Poster Session

P157. Vivax malaria recurrent in astest bronchite carrier with region amazonica: case report

Adriana Ramalho (BR), EDNEA DE OLIVEIRA (BR), MARIA DA CONCEIÇÃO SIMÕES (BR), Fernanda Paula De Freitas Rosa De Mello (BR), Kryzia Rodrigues Carvalho (BR)

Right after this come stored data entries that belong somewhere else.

Issue #2205, opened 2020-02-03
Map matching "failure" on loop route


dnesbitt61:
I am seeing an abbreviated map matching result (trace_route) on a path that begins and ends along the same edge. The original trace was long (95km) and only matched the initial maneuver. The return was not a failure, but the vast majority of the route was not matched. To me this is worse than a failure since the return seemed to indicate a success, but 99% of the trace was unmatched. If I removed the last 2 shape points (so the route ended before turning back onto the same edge as the start) the full path was matched. 

I was able to generate a simple test case of a route that just loops around the block:

{"shape":[{"lat": 39.958439, "lon": -75.609932},{"lat": 39.958340, "lon": -75.610153},{"lat": 39.958012, "lon": -75.610909},{"lat": 39.957520, "lon": -75.610672},{"lat": 39.957169, "lon": -75.610413},{"lat": 39.957081, "lon": -75.610336},{"lat": 39.957470, "lon": -75.609451},{"lat": 39.957630, "lon": -75.609062},{"lat": 39.958099, "lon": -75.609306},{"lat": 39.958389, "lon": -75.609520},{"lat": 39.958561, "lon": -75.609657},{"lat": 39.958450, "lon": -75.609909}],"shape_match":"map_snap", "costing":"bicycle", "format": "osrm", "shape_format": "polyline5"}

This is only matching the trace until the point of the first turn. The following images shows the route that was used to generate this test case (uses shape points from the initial route). The route starts by going west along West Gay St, that is the only maneuver returned.

![image](https://user-images.githubusercontent.com/1838768/73691959-649e5b00-46a1-11ea-95c4-8f779afa1cd5.png)

dnesbitt61:
@kevinkreiser - not sure if you have seen something like this...let me know if this duplicates any other issues.

dnesbitt61:
There are 8 path edges in the MatchResult, so I think the issue is within thor:map_match method. There are no disconnected_edges in the result either.
 
If the last shape input is removed the full route (ending at intersection of Potter Alley and W Gay St) is returned.

dnesbitt61:
Here is a similar route in Utrecht that perhaps can be used as a test case:

{"shape":[
{"lat": 52.073929, "lon": 5.087180},
{"lat": 52.074268, "lon": 5.086840},
{"lat": 52.074730, "lon": 5.086450},
{"lat": 52.074940, "lon": 5.087080},
{"lat": 52.075081, "lon": 5.087490},
[...]

PR #4895, opened 2024-09-19
Loop match walk or snap fix

ianthetechie:
# Issue

More fun with matching loops (#2205 and others)!

I ran into this when debugging another loop issue when map matching GTFS feeds, which are a great source of loops. I found a problem. I found _a_ fix. But I don't know if it's the correct one ;)

There is an optimization(?) for identifying trivial routes on a single edge in the walking route matcher. I assume that "trivial" in this case means "only ever traverses (some of) a single edge." This appears to be causing problems. In such cases, if you're in `walk_or_snap` mode, you'll get the following server error:

```json
{
  "error_code": 299,
  "error": "Unknown: Could not build directions for TripLeg",
  "status_code": 400,
  "status": "Bad Request"
}
```

The route successfully matches in the more expensive `map_snap` mode, but it fails in `edge_walk` mode. The curious thing is that, in `walk_or_snap` mode, the error handling around https://github.com/valhalla/valhalla/blob/3a385045919967a14d5c9cc57610b2111936ac64/src/thor/trace_route_action.cc#L111 is such that it will fall back to `map_snap` when `edge_walk` fails. Indeed, the expected warning log is printed. However, it never succeeds.

Why it does not successfully find a match, and fails with this error about building trip legs, I have not had time to uncover, but since almost all of this code appears to be dealing with mutable references, it is quite difficult to reason about.

My fix comes from observing that the "trivial" case detection is way too eager. I thought of a few ways to fix this, but also observed that it was being hit for my routes as well as a constructed example (in the unit tests now) after breaking from the preceeding while loop due to examining a distance greater than the edge length. That looks to me like a situation where the route is almost certainly *not* trivial, so I have cut out the check using the break condition.

## Tasklist

 - [x] Add tests

### DIFF
--- a/test/mapmatch.cc
+++ b/test/mapmatch.cc
@@ -1232,6 +1232,33 @@ TEST(Mapmatch, test_loop_matching) {
   }
 }
 
+TEST(Mapmatch, test_loop_matching_walk_or_snap) {
+  // The walk_or_snap case sometimes incorrectly identifies trivial cases where it can optimize away.
+  // This tests loops which are not trivial.
+  std::vector<std::string> test_cases = {
+      // Simple loop around a block; incorrectly identified as trivial in such a way that
+      // it caused an exception in TripLegBuilder (no maneuvers)
+      R"({"shape_match":"walk_or_snap", "shape":[
+          {"lat": 52.11870746741026, "lon": 5.117783546447755, "type": "break", "node_snap_tolerance": 0},
+          {"lat": 52.11905661947785, "lon": 5.118234157562257, "type": "via", "node_snap_tolerance": 0},
+          {"lat": 52.11934977334695, "lon": 5.117751359939576, "type": "via", "node_snap_tolerance": 0},
+          {"lat": 52.118852398789194, "lon": 5.116935968399049, "type": "via", "node_snap_tolerance": 0},
+          {"lat": 52.11852959643748, "lon": 5.117445588111878, "type": "via", "node_snap_tolerance": 0},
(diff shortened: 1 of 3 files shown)


test/mapmatch.cc
```diff
@@ -1232,6 +1232,33 @@ TEST(Mapmatch, test_loop_matching) {
...
+          {"lat": 52.118852398789194, "lon": 5.116935968399049, "type": "via", "node_snap_tolerance": 0},
+          {"lat": 52.11852959643748, "lon": 5.117445588111878, "type": "via", "node_snap_tolerance": 0},
+          {"lat": 52.11870746741026, "lon": 5.117783546447755, "type": "break", "node_snap_tolerance": 0}],
+          "costing":"auto"})",
+  };
+
+  api_tester tester;
+  for (size_t i = 0; i < test_cases.size(); ++i) {
+    // Verify that the map_snap output matches the walk_or_snap output.
+    // This approach is inspired by the above.
```
ianthetechie, line 1254: Quick note in case it sparks any ideas... I attempted the same logic as above with verifying that a route over the same points was identical, but the /route response always ended up with a spurious keep right + continue after the 2nd maneuver. Figuring that out is out of scope of this PR, so I went with something a bit more simple. We expect the `map_snap` and `walk_or_snap` results to match, where they did not before.

kevinkreiser: we'd need to look at the trip path. there has to be a difference in how the edges look like two copies of the same edge where a via point lands for example. its unfortunate that that would happen but i totally could see that it could happen.

kevinkreiser (approved):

[Ramalho] MATERNIDADE MUNICIPAL MÃE ESPERANÇA, [DE OLIVEIRA] HOSPITAL DE BASE ARY PINHEIRO, [SIMÕES] MATERNIDADE MUNICIPAL MÃE ESPERANÇA, [De Freitas Rosa De Mello] , [Rodrigues Carvalho]

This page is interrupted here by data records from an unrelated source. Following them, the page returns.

Issue #3699, opened 2022-08-05
trace_attributes: duplicate waypoints trigger edge_index bug


nilsnolde:
ref. https://github.com/valhalla/valhalla/issues/3371#issuecomment-1205090389

apparently in some situations duplicate waypoints trigger an already solved bug: #3371 . the following request shows it:

```
curl --request POST \
  --url https://valhalla1.openstreetmap.de/trace_attributes \
  --header 'Content-Type: application/json' \
  --data '{
	"shape": [
		{
			"lat": 57.6512141667,
			"lon": 12.0509125
		},
		{
			"lat": 57.6512141667,
			"lon": 12.0509125
		},
		{
			"lat": 57.6512141667,
			"lon": 12.0509125
		},
		{
			"lat": 57.65126,
			"lon": 12.0507619444
		},
		{
			"lat": 57.6512294444,
			"lon": 12.0505425
		},
		{
			"lat": 57.6512294444,
			"lon": 12.0505425
		}
	],
	"search_radius": 150,
	"shape_match": "map_snap",
	"costing": "auto",
	"format": "osrm"
}'
```

when the duplicates are removed it works fine. although it's not only duplicates.. if you just remove the middle two it'll also work, although there are only duplicates left. it'll also work if the first _or_ last two are removed, but not if only the first _or_ last.. very strange behavior!

ianthetechie:
Similar to other bugs of this class like #3626 and #3371, I ended up hitting an example of this and at first thought it was due to degenerate user input, but it turns out that it can happen even when tracing attributes on a route from Valhalla.

Here's a fairly small polyline that will reproduce the issue in `map_snap` mode: `guszaAfirtnDoA~bBGnIOzOmAz`DC`EY~e@g@fdBY~wAYxo@}BdjFAx@?x@s@b}BC|ODpMR~H`. It seems to appear near intersections, though in this case it does not occur along a road change.

In the trace serializer, what's happening is that the `match_result.edeid.Is_Valid()` check succeeds because, well, it DOES have a valid edge ID ;)

https://github.com/valhalla/valhalla/blob/0c848128c7fe213f3af96e48501e61e39a451923/src/tyr/trace_serializer.cc#L401

However, `match_result.edge_index` is still `meili::kInvalidEdgeIndex`, so that's what gets serialized ;)

[...]

PR #4911, opened 2024-09-30
Don't return edge invalid edge_index values

ianthetechie:
# Issue

This is a _mitigation_ related to #3699. While this addresses one of the symptoms, it does not address the underlying problem. That said, I think that simply omitting the edge index rather than returning an invalid one, is better than the status quo. As noted in the linked issue, if anyone has any pointers on how to address the root cause, I'm happy to work on that.

## Tasklist

 - [ ] Add tests

## Requirements / Relations

N/A


ianthetechie:
Ha! Just realized this was still open when looking at our prod branch divergence 😂 Anyone have an objection to this PR / better ideas for how to solve it if we don't want to merge a mitigation?

kevinkreiser:
I saw this but forgot about it. Not merging it wasn't deliberate. vann ou update it?

ianthetechie:
No worries :) Updated.

kevinkreiser:
looks like its non trivial to merge. there are lots of diffs in the main map matching test. if we can i think i'll suggest to @chrstnbwnkl that instead of review sometimes we'll use of the 2 weekly meetings we have to do code changes to accomodate other peoples work. there are a bunch of small things ive started but havent finished and stuff like this is a place where its small enough i should, with a little bit of work, be able to suggest a way forward to unblock the basic issue here

ianthetechie:
Interesting; I had no issues when building this as a patch on our prod branch (which is maybe a month or 2 behind master). The PR I opened yesterday, which doesn't touch map matching and is based off master as of yesterday, also shows some map matching diffs in a failed CI run, which is quite unexpected: https://github.com/valhalla/valhalla/actions/runs/11779814286/job/32834504650.

kevinkreiser:
yeah it totally builds just the map matching test fails a bunch of test cases. could be as easy as the tests expecting a different value now. ive not really thought about the semantic difference tbh

HarelM:
Any updates on this? I just came across this issue when trying to add a test for rallista's valhalla wrapper to allow route trace and route attributes.

kinkard:
@HarelM do you have a request that reproduces this issue?

HarelM:
I might be able to generate one from the following PR I opened to valhalla-mobile:
https://github.com/Rallista/valhalla-mobile/pull/95
The following is the fix I added in order to overcome the failure in the test:
https://github.com/Rallista/valhalla-mobile/pull/95/changes/697380ff5d64b85c416ee7d3feaa6433eb9dd4b6
It adds a filter to the test to preventing if from failing due to this issue.
Does it count?

kinkard:
> I might be able to generate one from the following PR I opened to valhalla-mobile:
https://github.com/Rallista/valhalla-mobile/pull/95
The following is the fix I added in order to overcome the failure in the test:
https://github.com/Rallista/valhalla-mobile/commit/697380ff5d64b85c416ee7d3feaa6433eb9dd4b6
It adds a filter to the test to preventing if from failing due to this issue.
Does it count?

I can't say that these steps are simple enough to reproduce and fix the root cause issue in Valhalla, at least for me.

HarelM:
Is there any way I can help move this forward?
It's worth mentioning (which you probably know) that this is a PR that someone else had opened to fix this issue, so I'm not the first person to come across this problem.

kinkard:
> I'm not the first person to come across this problem

That's fine. I was wondering if you have a reliable way to reproduce this issue so we can understand the underlying root cause that leads to such invalid `edge_index` values instead of filtering such invalid values in serializer.

HarelM:
I can try and port the test from valhalla-mobile to this repo's test infra if that can help... (More like ask Claude to do it, but I'll be happy to help out). Not sure I'll be able to add it to this PR, but I can open a different PR. WDYT?

nilsnolde:
this still produces the same thing: https://github.com/valhalla/valhalla/issues/3699.

kinkard:
@HarelM can you please check if https://github.com/valhalla/valhalla/pull/6278 fixes your issue?

kinkard:
Superseded by https://github.com/valhalla/valhalla/pull/6278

Introduction Plasmodium vivax is a protozoan parasite. Most common cause of recurrent malaria. In this work, a case of Recurrent vivax malaria in pregnant women, followed during hospitalization at Ary Pinheiro Base Hospital in Porto Velho, Rondônia. Objectives To report a case of recurrent vivax malaria in a pregnant woman with asthmatic bronchitis at a hospital in Porto Velho-RO And review literature on plasmodium transmission. Methodology The present work uses bibliographic research reference, in order to seek information and report this case on reinfection by Plasmodium Vivax in pregnancy. Results and Conclusions D.S.C female patient, G1P0A0, 15 years old, from Porto Velho, came from the home to the obstetric center of the Base Hospital Ary Pinheiro (HBAP) on 11/11/2016, with gestational age (GI) of 21S1D. The patient arrives referring treatment for vivax malaria. Physical examination at normal admission, blood pressure 110/70 mmHg. Obstetric examination revealed a normal tonus uterus, without Dynamic, with 21cm of height, heart beats present 142 bpm. Vaginal touch showing closed cervix. We requested research of plasmodium (PP) obstetric ultrasonography. Confirmed the diagnosis of plasmodium infection Vivax ++ / 4+, started treatment with chloroquine 150mg scheme 4/3/3 and sent to the High Risk Pre-Natal (PNAR). On 03/13/2017 patient with IG 38S4D, returned to the HBAP obstetric center with fever starting weeks ago. Exam Normal physical input, blood pressure 120/70 mmHg. Obstetric examination revealed a normal tonus uterus, 38 cm high, Heart rate present 157 bpm. Unrealized vaginal tap. PP, PCR, EAS and Serologies were requested. Confirmed Diagnosis of reinfection by plasmodium vivax ++ / 4+, SNR and EAS with massive pyuria, initiated antibiotic therapy. The patient was admitted to the HBAP ward and remained for seven days, being transferred to the obstetrical center where the Cesarean section occurred with 39S3D. Procedure without intercurrences. With live newborn males weighing 2,936 g, Being 41cm tall. There were no malformations.